Staying under the 200 MB AAB base‑module limit in UE 5.5 – Google PAD (Fortnite precedent?)

Environment :

UE 5.5.4, Windows 11 host

Target: Android, arm64‑v8a only, Shipping, Vulkan

Problem :

We are shipping an Android title on UE 5.5 and must distribute via Google Play.

After enabling the plugins we need (Online Services, Niagara FX, etc.) our AAB base module’s compressed size is around 1.2GB including the project, failing the Play Console’s 200 MB limit.

The uncompressed native library (libUE5.so) alone is ~120 MB.

We are also considering a Asset Management, Chunk Downloading system to support our app distribution.

Our Goal:

We need to understand the official, Epic-recommended strategy for managing these large engine binaries to successfully ship a large-scale game like Fortnite on Google Play using AAB.

Questions

What is Epic’s recommended path in UE 5.5 to stay under 200 MB?

Is Google Play Asset Delivery the officially supported solution?

Is it the only supported path in UE 5.5 to exceed 200 MB?

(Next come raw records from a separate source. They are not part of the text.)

Issue #118, opened 2015-08-14
Modularise menu


jleft:

djmiley:
Is this possible without #65 ?

jleft:
> Is this possible without #65 ?

Yes, I think we can modularise the existing menu. For example, we could handle the `click` events in a menu component and provide a more abstract event for them and propagate this to the top level - such as a _series changed_ event.

However, as #65 is in progress, I think it makes sense to do this after #65? :smiley:

djmiley:
I misspoke, you're right. :) I think I meant to say it is conceptually easier for me to do this after #65.

jleft:
> I misspoke, you're right. :) I think I meant to say it is conceptually easier for me to do this after #65.

Cool, no problem, let's do this after #65 is closed.

janakerman:
@djmiley resolved with #125.

jleft:
Continued in #157 #194

PR #125, opened 2015-08-17
Refactored menu into own namespace

djmiley:
#118 

Set initial active series in javascript. 

Moved switch statement into external class.


CBarrett2:
This looks good

RuthC-C:
great - just wondering if there's a way we can also move the buttons? From html as well maybe?

djmiley:
I'll work on doing so.

djmiley:
WIP

src/assets/js/chart/primaryChart.js
```diff
@@ -99,23 +104,24 @@
 
         d3.rebind(primaryChart, dispatch, 'on');
 
-        primaryChart.changeSeries = function(series, indicator) {
-            if (indicator == null) {
-                multi.series([gridlines, series, closeAxisAnnotation]);
+        function updateMultiSeries() {
+            if (currentIndicator === null) {
```
RuthC-C: I would leave this as == then it can work for 'void/undefined(?)' too

src/assets/js/menu/selectIndicator.js
```diff
@@ -0,0 +1,48 @@
+(function(d3, fc) {
+    'use strict';
+
+    var IndicatorType = function(displayString, valueString, indicator) {
+        this.displayString = displayString;
+        this.valueString = valueString;
+        this.indicator = indicator;
+    };
+
+    var ma = fc.series.line()
```
RuthC-C: change 'ma' to 'movingAverage' for consistency

RuthC-C:
Great work, really helpful thanks Drew :+1:

src/assets/js/menu/selectSeries.js
```diff
@@ -0,0 +1,44 @@
...
+    var ohlc = new SeriesType('OHLC', 'ohlc', fc.series.ohlc());
+    var line = new SeriesType('Line', 'line', fc.series.line());
+    var point = new SeriesType('Point', 'point', fc.series.point());
+    var area = new SeriesType('Area', 'area', fc.series.area());
+
+    var seriesTypeArray = [candlestick, ohlc, line, point, area];
+
+    var seriesButtons = d3.select('#series-buttons');
+
+    seriesButtons.selectAll('label')
```
janakerman: You can chain this with the declaration above (line 18).

djmiley: Yes, good suggestion! :+1:

src/assets/styles/chartLayout.less
```diff
@@ -0,0 +1,22 @@
+.plot-area, .background {
```
djmiley: Delete this file.

src/assets/js/menu/selectSeries.js
```diff
@@ -0,0 +1,43 @@
...
+    var point = new SeriesType('Point', 'point', fc.series.point());
+    var area = new SeriesType('Area', 'area', fc.series.area());
+
+    var seriesTypeArray = [candlestick, ohlc, line, point, area];
+
+    d3.select('#series-buttons')
+        .selectAll('label')
+        .data(seriesTypeArray)
+        .enter()
+        .append('label')
```
djmiley: var selectSeries = sc.menu.selectSeries();

var seriesTypeArray = [..];

var seriesButtonsContainer = d3.select('#series-buttons')
  .series(seriesTypesArray)
  .call(selectSeries)

src/assets/js/chart/primaryChart.js
janakerman: You can just check that it's falsey: `if (!currentIndicator) { ... }`. I believe that null & undefined and coerced into booleans for boolean comparisons & logical statements.

src/assets/js/menu/selectSeries.js
```diff
@@ -0,0 +1,44 @@
+(function(d3, fc) {
```
janakerman: I think it would be nice to follow the D3 component pattern here. For example, `sc.menu.selectSeries` be a function that can be ran on a selection. Your selection would still be `d3.select('#series-buttons')` but it would be done outside of this file and you'd call this component on your selection:

Related to this, you could have a D3 pattern getter/setter on the component for the series, and you could also create the series objects outside of this file. This would result in a more flexible and reusable component.

The usage of the component would look something like this (maybe in `main.js`):

    ...

    sc.menu.selectSeries()
        .series([candlestick, ohlc, line, point, area]);

    d3.select('#series-buttons')
        .call(selectSeries);

src/assets/js/menu/selectIndicator.js
```diff
@@ -0,0 +1,48 @@
+(function(d3, fc) {
```
janakerman: Same comments here as for `selectSeries.js` below.

src/assets/js/main.js
```diff
@@ -45,70 +28,27 @@
...
-        }
-        primaryChart.changeSeries(currentSeries, currentIndicator);
-    }
-
-    changeSeries('candlestick');
-
-    d3.select('#series-buttons')
+    container.select('#series-buttons')
         .selectAll('.btn')
         .on('click', function() {
```
janakerman: As we discussed, I think pulling the event handler creation into the component functions would be a good idea. You'll always want a selection button to do something when it is clicked so the buttons are almost useless in isolation.

This bring on the question - how would you get the chart to re-render? Would the `seriesSelect` & `indicatorSelect` components need a reference to the chart? They would, and that's not very nice either as they are then coupled to the chart. Instead, we could use D3 events within the `seriesSelect` & `indicatorSelect` components that basically just notify anyone who cares that the selected series / indicator has updated, and pass the relevant `IndicatorType` or `SeriesType` as extras to the event.

Then, in `main.js`, or where ever appropriate, the events can be listened for, and the chart can be re-rendered with the new series/indicators.

janakerman:
Great first attempt at pulling out the series / indicators. Have a go at the changes I highlighted in my comments, we can then see if you like the approach and take it from there.

src/assets/js/main.js
```diff
@@ -8,34 +8,20 @@
...
-
-    var bollinger = fc.indicator.renderer.bollingerBands();
-
     sc.util.calculateDimensions(container);
 
     var primaryChart = sc.chart.primaryChart();
     var rsiChart = sc.chart.rsiChart();
     var navChart = sc.chart.navChart();
 
+    var seriesOptions = sc.menu.optionGenerator();
```
janakerman: Minor point, and I don't mind that you're creating two objects here, but you could reuse the same options generator! They have no differences in configuration (are you're using `.datum()`) and the component has no state.

src/assets/js/main.js
```diff
@@ -45,72 +31,54 @@
...
-        .selectAll('.btn')
-        .on('click', function() {
-            var indicatorType = d3.select(this)
-                .select('input')
-                .node()
-                .value;
-            changeIndicator(indicatorType);
-            render();
-        });
+    seriesOptions.on('optionChange', onSeriesChanged);
```
janakerman: I think it would be nice to set these on events in the same location that you create the components. Also, since you don't re-use the `onIndicatorChanged` and `onSeriesChanged` functions I'd just have them as anonymous functions. Due to the D3 syntax it would be more readable and all the set up is in one place:

    var seriesOptions = sc.menu.optionGenerator()
        .on('optionChange', function() {
        // Do things!
    });

src/assets/js/main.js
```diff
@@ -45,72 +31,54 @@
...
+    var ohlc = new SeriesType('OHLC', 'ohlc', fc.series.ohlc());
+    var line = new SeriesType('Line', 'line', fc.series.line());
+    var point = new SeriesType('Point', 'point', fc.series.point());
+    var area = new SeriesType('Area', 'area', fc.series.area());
+
+    container.select('#series-buttons')
+        .datum([candlestick, ohlc, line, point, area])
+        .call(seriesOptions);
+
+    var IndicatorType = function(displayString, valueString, indicator) {
```
janakerman: Note for the future - we may want to pull our model objects into their own files. Same for line 34. I may raise this as an improvement issue. Don't worry about it on this PR.

src/assets/js/chart/primaryChart.js
```diff
@@ -53,12 +56,14 @@
             });
 
         var multi = fc.series.multi()
-            .series([gridlines, closeAxisAnnotation])
+            .series([gridlines, fc.series.candlestick(), closeAxisAnnotation])
```
janakerman: Is this setting it up the multi with a default series? You could use `currentSeries ` and you'd only need to change it in one place if the default series changed at any point in the future.

janakerman:
This is looking great by the way. Just a few small opinionated comments to discuss and then I think this is good to be merged.

I may raise an improvement to pull the menu set up out of `main.js` and in to a component of it's own. I think this would really tidy up the main file.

Are there any recommended compile‑time flags or section‑ordering that any titles use to shrink libUE5.so?

Are there any sample .ini / DefaultGame.ini (e.g., in Project Settings -> Android, UPL, or .ini files) that we need to configure to correctly separate the engine binaries into an asset pack?

We noticed that Fortnite’s original Play‑store build delivered a small installer and downloaded the full game at first run.

Is that workflow documented for licensees, or was it a custom Epic solution?

Any official guidance or up‑to‑date documentation links would be greatly appreciated.

Thanks!

Steps to Reproduce

Hi,

One option to distribute larger mobile games via Google Play is to utilize the DLC system to build an initial AAB that meets the size requirements of the Google Play store then download and mount the additional content during runtime.

To output DLC files you create a PrimaryAssetLabel in the Content Browser and assign the objects to be included in the PAK. These PAK files are then stored on a remote server ( this could be a server you host or a third party service ) and pulled into the game by your code when necessary.

Some things to consider:

  • For best results ensure that the objects in an individual PAK file contain all supporting assets for those objects ( e.g. all required textures, materials, animations etc).
  • Favor smaller self contained PAK files over very large PAK files as these can be downloaded and written to disk faster and be less likely to require re-downloading on a network failure.
  • An architecture change may be required to support a start up map that will query, download and mount the DLC files prior to starting the game.

To enable the Chunking system, set bGenerateChunks=True and UsePakFile=True in Game.ini or the Editor Project Settings. Further documentation on preparing the assets for chunking can be found here and a tutorial can be found here.